Naomi Millnerby Naomi Millner, University of Bristol

There’s a new political movement on the scene and it’s not afraid to get out its knitting-needles. Craftivism is “the practice of engaged creativity, especially regarding political or social causes” and “an idea whose time has come”, according to Betsy Greer’s (2007) definition. By teaching knitting lessons, crocheting hats for the less fortunate, and sewing blankets for abandoned animals craftivism “allows for creativity to expand previous boundaries and enter the arena of activism”, Greer continues, describing this turn to pre-industrial practical skills as part of a feminist praxis specific to the malls of contemporary consumerism. On busy weblogs like Craftivism Collective and the pioneering Craftivism.com, set up in 2003, witness the revival of the ‘do-it-yourself spirit’ of pre-modern crafts in a globally-networked, socially-conscious community of fibre-crafters.

A heavily-trafficked hub of this community is Ravelry, a social network for knitters and crochet-lovers, where ‘yarnheads’ can catalogue their ‘stash’ (unused wool), find patterns, get advice, post pictures, and send messages. And the two million strong network was up in arms last month when its ambitious series of active pursuits, which has run alongside the past three Olympic iterations, was accused of denigrating the ‘true nature’ of the Olympic games (see Suddath 2012). The United States’ Olympic Committee (USOC) dispatched a ‘cease and desist’ instruction including the demand to remove all Olympic symbols from patterns, projects, and photos.
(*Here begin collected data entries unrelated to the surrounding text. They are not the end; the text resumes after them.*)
PR #1997, opened 2018-01-13
excluding fulltext indices from sqlite in schema.rb.example -- test

jywarren:
Related to sqlite issues with fulltext indices in schema.rb

### DIFF
--- a/db/schema.rb.example
+++ b/db/schema.rb.example
@@ -51,7 +51,7 @@ ActiveRecord::Schema.define(version: 20180103212804) do
     t.integer "aid",                          default: 0,  null: false
   end
 
-  add_index "comments", ["comment"], name: "index_comments_on_comment", type: :fulltext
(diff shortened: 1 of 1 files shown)


jywarren:
@StlMaris123 -- how about this?

jywarren:
Hi, @Gauravano -- what do you think, should I merge this in? We may have to manually maintain these lines in `schema.rb.example`, if we update the schema, though. Maybe let's do this and then think about maintainability? We could also add a line to the Dangerfile to help us remember:

https://github.com/publiclab/plots2/blob/033676b8abd28cd56a999e60934ff9f01bd0a9ac/Dangerfile#L13-L15

Thoughts?

Gauravano:
Sorry, @jywarren for responding late on this.I agree with your point to merge this for now and then think about maintainablility issues.Also, many new people might want to contribute to plots2 but can't continue due to this issue generating error in initial stages of repo setup.Thank you.

jywarren:
OK, i'll go ahead and do this and open a change to the Dangerfile!

PR #2000, opened 2018-01-13
added "Suggest new title" feature

### LINKED ISSUE #919: "Suggest a new title" feature to make friendly suggestions of more descriptive titles
This would need some UI design work, but the idea is that it'd be a comment which could actually have a button on it that says something like:

> [Jeff]() is suggesting an alternative title, "How to fix a Time Machine Kit". To accept this as a new title to your post, `click here`. 

Then that button would directly replace your title. Curious what people think of this idea -- it'd likely need both a new controller action in the [notes controller](https://github.com/publiclab/plots2/tree/master/app/controllers/notes_controller.rb), and some well-thought-through UI design leading into the comment display template: https://github.com/publiclab/plots2/blob/master/app/views/comments/_comments.html.erb

ViditChitkara:
closes #919

Thanks!

### DIFF
--- a/app/views/notes/_comment.html.erb
+++ b/app/views/notes/_comment.html.erb
@@ -64,7 +64,7 @@
   </script>
   
   <div id="c<%= comment.cid %>show">
-    <p><%= raw sanitize (RDiscount.new(title_suggestion(comment.body, comment.drupal_user.name, comment.nid, comment.id)).to_html), attributes: %w(class style href data-method) %></p>
+    <p><%= raw sanitize (RDiscount.new(title_suggestion(comment)).to_html), attributes: %w(class style href data-method) %></p>
     <% if comment.body.include?('?') %>
       <p class="alert alert-info">Is this a question? <a href="/questions/new?title=<%= comment.body %>">Click here</a> to post it to the <a href="/questions">Questions page</a>.
       </p>
--- a/app/views/notes/_comment.html.erb
+++ b/app/views/notes/_comment.html.erb
@@ -64,7 +64,7 @@
   </script>
   
   <div id="c<%= comment.cid %>show">
-    <p><%= raw sanitize (RDiscount.new(title_suggestion(comment)).to_html), attributes: %w(class style href data-method src) %></p>
+    <p><%= render_comment_body(comment) %></p>
     <% if comment.body.include?('?') %>
       <p class="alert alert-info">Is this a question? <a href="/questions/new?title=<%= comment.body %>">Click here</a> to post it to the <a href="/questions">Questions page</a>.
       </p>
--- a/app/views/notes/_comment.html.erb
+++ b/app/views/notes/_comment.html.erb
@@ -64,7 +64,7 @@
   </script>
   
   <div id="c<%= comment.cid %>show">
-    <p><%= raw sanitize(auto_link(RDiscount.new(comment.body).to_html)) %></p>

In USOC’s view, to associate knitting, crochet and other such frivolities (more precisely, a set of events including the ‘felted freestyle’, ‘rhythmic machinastics’ and ‘sock put’) with the sweat and profile of international high-jumpers made a mockery of Olympic sport, and, worse, was an infringement of copyright law. The ‘Ravelympics’  must change its name or face the consequences.

But what followed can only be described as a phenomenon of the times. Twitter (#Ravelympics) hit a pitch and frequency that told an entire neighbourhood of cats had been set loose in the aviary. Facebook exploded with campaigns and polls, while crafting blogs reeled off response letters in the hundreds. The moment brought millions from the comfort of the wool-closet out into broad cyberlight, in a campaign that saw not one but two vocal apologies from USOC hastily constructed. But this wasn’t before the first error on their part – an early response ended with this appeaser: “To show our support of the Ravelry community, we would welcome any handmade items that you would like to create to travel with, and motivate, our team at the 2012 Games”. Needless to say, the crowd were not greatly mollified.
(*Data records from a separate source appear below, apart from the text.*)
PR #2002, opened 2018-01-14
Sort wikis by popularity corrected

### LINKED ISSUE #1928: Wiki Pages can't be sorted by the pageviews
Wiki pages do not get sorted in the descending order on https://publiclab.org/wiki/popular
image

SidharthBansal:
Fixes #1928

### DIFF
--- a/app/controllers/wiki_controller.rb
+++ b/app/controllers/wiki_controller.rb
@@ -315,7 +315,7 @@ class WikiController < ApplicationController
                  .order('node_revisions.timestamp ASC')
                  .where("node_revisions.status = 1 AND node.status = 1 AND (type = 'page' OR type = 'tool' OR type = 'place')")
                  .page(params[:page])
-                 
+
     @paginated = true
     render template: 'wiki/index'
   end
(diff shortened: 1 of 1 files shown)


SidharthBansal:
@jywarren  Can you please review me and suggest if there are any suggestions

app/controllers/wiki_controller.rb
```diff
@@ -315,19 +315,19 @@ def stale
...
 
   def popular
     @title = I18n.t('wiki_controller.popular_wiki_pages')
     @wikis = Node.limit(40)
-                 .order('views DESC')
                  .joins(:revision)
                  .group('node_revisions.nid')
                  .order('node_revisions.timestamp DESC')
                  .where("node.status = 1 AND node_revisions.status = 1 AND node.nid != 259 AND (type = 'page' OR type = 'tool' OR type = 'place')")
+                 .sort_by(&:totalviews).reverse
```
jywarren: Would this conflict with (or could we combine it with) the above `order()` method? Thanks!!!

SidharthBansal: It is a totalview method, methods of models needs to be written with sort_by method. In order by we cant declare model methods. that is why I have written like this.
T

jywarren: I see. We could in theory join another table and do a MYSQL count there, but it's probably not worth it. OK, then is this ready to go?

SidharthBansal: On my local host it is working fine. I have pasted a photo under the issue section

SidharthBansal: Most probably it should work in production also :smile:

jywarren:
Great! Merged!

PR #2005, opened 2018-01-14
Update the text below MapKnitter Map

SidharthBansal:
I was reading your profile @jwarren. It is awesome. Just found a small error
image

The last line in the image it is broken. Someone missed raw keyword.
I hope it works fine now

### DIFF
--- a/app/views/users/profile.html.erb
+++ b/app/views/users/profile.html.erb
@@ -200,7 +200,7 @@
     </div>
 
     <div class="tab-pane" id="maps">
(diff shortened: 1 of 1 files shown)


SidharthBansal:
The travis tests are failing. As soon as I pushed the pull request it break. They are not even running. That was the reason, I close and reopen. But again they are not working.

jywarren:
Looks like one passed and one failed -- a sure sign that it's not your code, but some upstream server availability -- maybe a timeout. Restarting the one that failed. Thanks!

PR #2012, opened 2018-01-16
Redundant dashboard2 route 

### LINKED ISSUE #2006: Redundant dashboard2 route
I found there is a route /dashboard2 
  get 'dashboard2' => 'home#dashboard2'
I checked the controller's action it is redirecting to the dashboard.
Does it needs to be removed @jywarren ? Or is there any place we are using it at?

SidharthBansal:
Fixes #2006


jywarren:
Awesome, thanks. An artifact from when we did a public beta for a new dashboard.

Issue #1958, opened 2018-01-11
Adding images and decription to tweets


sagarpreet-chadha:
Hi, this is a [first-timers-only](https://github.com/publiclab/plots2/projects/2) issue. This means we've worked to make it more legible to folks who either **haven't contributed to our codebase before, or even folks who haven't contributed to open source before**.

If that's you, we're interested in helping you take the first step and can answer questions and help you out as you do. Note that we're especially interested in contributions from people from groups underrepresented in free and open source software!

If you have contributed before, consider leaving this one for someone new, and looking through our general [help wanted](https://github.com/publiclab/plots2/labels/help-wanted) issues. Thanks!

# The Problem

Currently the **tweets** on [PublicLab account ](https://twitter.com/PublicLab)  have format  : 
<img width="588" alt="screen shot 2018-01-11 at 6 25 28 pm" src="https://user-images.githubusercontent.com/14952645/34826552-fde0b91c-f6fc-11e7-8569-f7da50890440.png">

The problem is that the **image is not shown** on tweets and the **description of the shared article** is not shown . 

Example :  For research note ,   [https://publiclab.org/notes/cutlan/01-09-2018/kilimanjaro-citizen-science-1](https://publiclab.org/notes/cutlan/01-09-2018/kilimanjaro-citizen-science-1) ,  the tweet is [this](https://twitter.com/PublicLab/status/950784615513493507) . 

# Solution 

We need to change the tweets to this **format** : 

<img width="594" alt="screen shot 2018-01-11 at 2 32 01 am" src="https://user-images.githubusercontent.com/14952645/34826725-bfec845a-f6fd-11e7-8510-e92f00d5d818.png">

The tweets are generated from the **recipe** (Learn more about recipes from [here](https://ifttt.com/discover))  [https://ifttt.com/applets/66362400d-rss-feed-to-post-a-tweet-with-image-and-url](https://ifttt.com/applets/66362400d-rss-feed-to-post-a-tweet-with-image-and-url) , which tweets whenever there is **change in the RSS feed of Publiclab.com site** [https://publiclab.org/feed.rss](https://publiclab.org/feed.rss) .

We need to change the **format of our RSS Builder** , [https://github.com/publiclab/plots2/blob/master/app/views/notes/rss.rss.builder](https://github.com/publiclab/plots2/blob/master/app/views/notes/rss.rss.builder) to produce correct RSS Feeds .

[...]

PR #2024, opened 2018-01-16
Made RSS feed a valid one + functional test for it 

sagarpreet-chadha:
Some changes to #1958 .

- Made changes to `rss.rss.builder` and made it a valid one according to [https://validator.w3.org/feed/check.cgi](https://validator.w3.org/feed/check.cgi) . 

- Functional test also added to check the same .

Thanks!

### DIFF
--- a/app/views/notes/rss.rss.builder
+++ b/app/views/notes/rss.rss.builder
@@ -1,14 +1,15 @@
-xml.instruct! :xml, :version => "1.0" 
-xml.rss :version => "2.0" do
+xml.instruct!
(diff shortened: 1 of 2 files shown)


jywarren:
Hmm, not sure why, but looks like an error. I just tweaked the spacing a bit, so it wasn't my change... great changes btw!

sagarpreet-chadha:
@jywarren ,thank you , also i was thinking about what would happen if the body/description  length is greater than the tweet character limit ?  What do you think ?

jywarren:
I think it'll auto-truncate, but tweets are also longer now :-)

Do you know why it's stalling?

jywarren:
Awesome!

PR #2031, opened 2018-01-17
Wildcard searches shows a message for lead wiki pages

### LINKED ISSUE #1982: Lead Wiki pages on Power tag search
Urls like www.publiclab.org/tag/balloon-mapping* end up in showing it leads to no wiki pages but balloon-mapping may be a wiki page.
image
image
Refer #1872

SidharthBansal:
Fixes #1982


jywarren:
:-) 🎉 👍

There are interesting questions to be asked about the legal power-play and the place and seriousness of the Games in today’s social world. But news of this event took me down a different avenue. I had been to the Bristol Radical History Group’s bookshop – Hydra Books – and had come back loaded with intoxicating pamphlets on Ned Ludd, the machine-breakers and occupations of forest-lands in the eighteenth and nineteenth centuries (see especially Peter Linebaugh’s [2012] fascinating recent booklet[i]). From there I had participated in an excellent set of panels on the ‘commons’ – an insurgent buzzword amongst today’s radical geographers – one focused on the histories and geographies of occupation (‘Hope in a Securitised World’), and the other on ‘Empowering the Commons’. To learn about the tribulations of the Ravelympics I was on the London tube with a friend, a budding author, who was recounting the marvel of how, for about 24 hours, she “turned into a crazy knitting freak, who could not stop angrily tweeting”. It’s not just a fad, my friend insisted; it’s a new social identity. Something is happening under the name of craftivism that galvanises thousands of people to act as one body. There is a feeling that something both profoundly personal and political is at stake in knitting’s reputation.
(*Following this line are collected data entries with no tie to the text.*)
Issue #1977, opened 2018-01-12
Add comments to search


jywarren:
Our new search system is real nice! We have basics of comment search built:

https://github.com/publiclab/plots2/blob/01fac7cda6ab3df0ee9ba492f489edeef741ece9/app/services/typeahead_service.rb#L35-L46

But it needs to be integrated. 

We'll need a `search_comments` function similar to this one:

https://github.com/publiclab/plots2/blob/01fac7cda6ab3df0ee9ba492f489edeef741ece9/app/services/typeahead_service.rb#L130-L143

which uses the above `comments` method instead of `notes`...

Then we can add a line after this one to include comments into search results!

https://github.com/publiclab/plots2/blob/01fac7cda6ab3df0ee9ba492f489edeef741ece9/app/services/typeahead_service.rb#L90-L92

I think that should work... let's try it out!

ViditChitkara:
Shall I try?

jywarren:
Sure, that'd be great! Thanks!

PR #2045, opened 2018-01-18
added ability of power tags to exclude answered questions

ViditChitkara:
updates #1340

Make sure these boxes are checked before your pull request is ready to be reviewed and merged. Thanks!

* [X] all tests pass -- `rake test:all`
* [X] code is in uniquely-named feature branch, and has been rebased on top of latest master (especially if you've been asked to make additional changes)
* [X] pull request is descriptively named with #number reference back to original issue

Please be sure you've reviewed our contribution guidelines at https://publiclab.org/wiki/contributing-to-public-lab-software

We have a loose schedule of reviewing and pulling in changes every Tuesday and Friday, and publishing changes on Fridays. Please alert developers on plots-dev@googlegroups.com when your request is ready or if you need assistance.

Thanks!

PR #2047, opened 2018-01-18
fixed search for comments

ViditChitkara:
updates #1977

Thanks!

### DIFF
--- a/app/controllers/users_controller.rb
+++ b/app/controllers/users_controller.rb
@@ -10,6 +10,7 @@ class UsersController < ApplicationController
 
   def create
     @user = User.new(params[:user])
+    @user.status = 1
     using_recaptcha = !params[:spamaway] && Rails.env == "production"
     recaptcha = verify_recaptcha(model: @user) if using_recaptcha
     @spamaway = Spamaway.new(params[:spamaway]) unless using_recaptcha
--- a/app/controllers/users_controller.rb
+++ b/app/controllers/users_controller.rb
@@ -10,7 +10,6 @@ class UsersController < ApplicationController
 
   def create
     @user = User.new(params[:user])
-    @user.status = 1
     using_recaptcha = !params[:spamaway] && Rails.env == "production"
     recaptcha = verify_recaptcha(model: @user) if using_recaptcha
     @spamaway = Spamaway.new(params[:spamaway]) unless using_recaptcha
--- a/app/models/drupal_user.rb
+++ b/app/models/drupal_user.rb
@@ -47,7 +47,6 @@ class DrupalUser < ActiveRecord::Base
   def moderate
     self.status = 5
     save
-    update_user_status(5)
     # user is logged out next time they access current_user in a controller; see application controller
     self
   end
@@ -55,7 +54,6 @@ class DrupalUser < ActiveRecord::Base
   def unmoderate
     self.status = 1
     save
-    update_user_status(1)
     self
   end
 
@@ -63,7 +61,6 @@ class DrupalUser < ActiveRecord::Base
     self.status = 0
     decrease_likes_banned
     save
-    update_user_status(0)
     # user is logged out next time they access current_user in a controller; see application controller
     self
   end
@@ -72,18 +69,11 @@ class DrupalUser < ActiveRecord::Base
     self.status = 1
     increase_likes_unbanned
     save
-    update_user_status(1)
     self
   end
 
   def email
     mail
-  end
-    
-  def update_user_status(status)
-    u = user
-    u.status = status
-    u.save!
   end
 
   def first_time_poster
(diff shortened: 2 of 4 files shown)


ViditChitkara:
@jywarren The problem was actually not due to comments but the notes method!! The problem regarding user search also seems to be fixed in this patch. Actually the default status for a user is '0' but we are searching for users with status 1. We may want to use DrupalUser instead of User!!
Please correct me if I am wrong! Do you think we could try this in production??

seafr:
The if block (line 16) seems to evaluate to the same thing whether the condition is true or false.

ViditChitkara:
Yes, I was actually trying to remove the failing tests that existed in the previous commit!! Will do the changes asap!! Thanks for the feedback.😊😊

ViditChitkara:
Also I am not really sure if this would work properly in staging. So waiting for Jeff's input on this. Let's see if it works!! Fingers' crossed!!

seafr:
You're welcome. I thought perhaps you have not noticed, but it seems that you have a reason for this. :+1:

jywarren:
Oh, this looks really great, and super teamwork. We are trying to deprecate `DrupalUsers` in favor of `User` however, but we can use `user.username` instead of `drupal_user.name` -- in the `where()` filters. Both should have "status" the same, and i think a swap should work here! Timestamp field is also named differently

Thanks a lot!!

ViditChitkara:
Oh alright, I'll do that!! I have another thing in mind, let's not filter the query using status: 1 (for the time being) since the default status of user is 0 and its not changed (however, status of drupal_user is used to determine a banned user). Let it be:-
`
 User.search(input).limit(limit).order('uid DESC')
`
What do you say?

ViditChitkara:
Or currently just keep the changes to notes and leave user method as it was?

ViditChitkara:
I just realised, the migration thing could also be applied to update the User status (which is 0 by default) in the searches perhaps would solve the problem related to username search! What do you think?

jywarren:
Oh, ack... that's bad -- you're right, on this line, we're still only updating `drupal_user`: https://github.com/publiclab/plots2/blob/master/app/controllers/admin_controller.rb#L108

we need to fix that actually. Can we think about how to address this in this or a separate PR?

jywarren:
Yes, so we could do the migration for user status too, and then try to fix the code that should be using User instead of DrupalUser

jywarren:
:-/ I think there's an advantage to doing only a single migration with both changes in it, since it simplifies deployment. But we'd have to rewire the `ban` method at the same time as we do the migration, otherwise it may go out of sync, right? 

Thanks for thinking through this!!!!

ViditChitkara:
By both changes do you mean migrations related to answer_tag (pr #2045) too? So let's just tackle changes related to notes here and stash user related changes!! I'll open a separate pr for the user_related searches!! or should we do it here only?

jywarren:
> let's just tackle changes related to notes here and stash user related changes!! I'll open a separate pr for the user_related searches!! 

this sounds perfect, thank you!

So then just tell me when this one is ready! :-)

ViditChitkara:
I have removed the changes related to user, please have a look!! It's ready according to me!!

ViditChitkara:
@jywarren made changes regarding user_status, please see!!

jywarren:
Hi! I see there are still a few changes to user status in the PR -- I'm just not sure about it so perhaps we can remove those too and stash them for a later PR -- I did gather up some links related to that topic though:

https://github.com/publiclab/plots2/blob/master/db/schema.rb.example#L344

https://github.com/publiclab/plots2/blob/ed1ef3b72c8a45bfd1d7b842d1d747db391b2a7f/app/models/drupal_user.rb#L4-L7

I think we need to restructure that system completely around User and not DrupalUser, including:

1. [ ] a migration to copy all `DrupalUser` status records to `User` status records
2. [ ] ensure (as you do in the extra code in this PR) that banning/unbanning affects the `User` records
3. [ ] ensure (as you do in the extra code in this PR) `User` status is properly set on creation
4. [ ] ensure all references to `status` are to the newer `user.status`
5. [ ] leave some decent documentation on what the status codes are and how they work
6. [ ] in yet another follow-up PR, stop using the `DrupalUser` status column and remove it

We can copy this checklist into a new issue!

Thanks for your work on this - the status system needs some care and I appreciate your attention to it!

ViditChitkara:
All right. let's do that in a new issue!!
So in this pr we remove all changes related to user and let's just keep the changes related to node search. Also let's keep the migrations in #2045 confined to add 'answered' tag only and remove user related changes. @jywarren please correct me if I am wrong!!

ViditChitkara:
made the changes, let's see if it works or not!

jywarren:
Great, i'll try to publish these changes later today. Thanks!

jywarren:
Actually i'm pushing them to staging.publiclab.org now -- you'll be able to see them in that preview mode shortly.

ViditChitkara:
Cool!!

This thickening of threads led me to freshly consider the role of the historical imagination in activism today. I remembered the medieval feel of the craft tents in Glastonbury Festival’s Greenfields, and the great fervour for the hedge-breakers and seventeenth-century Digger movement at environmental protest sites I’ve been to in recent years. I confronted the myth and magic such stories hold for me, and began to map out a new set of questions: Why do the myths of pre-modern rural dwellers grip us (scholars, activists, environmentalists) with such intensity in this historical moment? What does it mean for politics that they do? Does it mark a romanticisation of the earthy, hands-on making of pre-modern pragmatics which obscures important technological (websites, blogs, tweets, online knit-stores) and economic (new markets, middle-class leisure pursuits, global conditions of inequality, online knit-stores) relationships today? Or do such tales of the past resonate precisely because we are still confronting the same enclosures of space, time and experience now as then?

Initially, my response is to respond affirmatively on both counts. And this is exactly why the question of the rural dream is one we should be asking ourselves today. There is great power to the myths of past protests and creative practices, which should not be overlooked in a moment when we can’t seem to change our practices of dwelling and consumption (Shove 2010). On the other hand, the recitation of such myths can leave out large parts of complicated pictures, through time flattening activism into a reproduction of moral platitudes (see Wright 2009, Rangan 2000).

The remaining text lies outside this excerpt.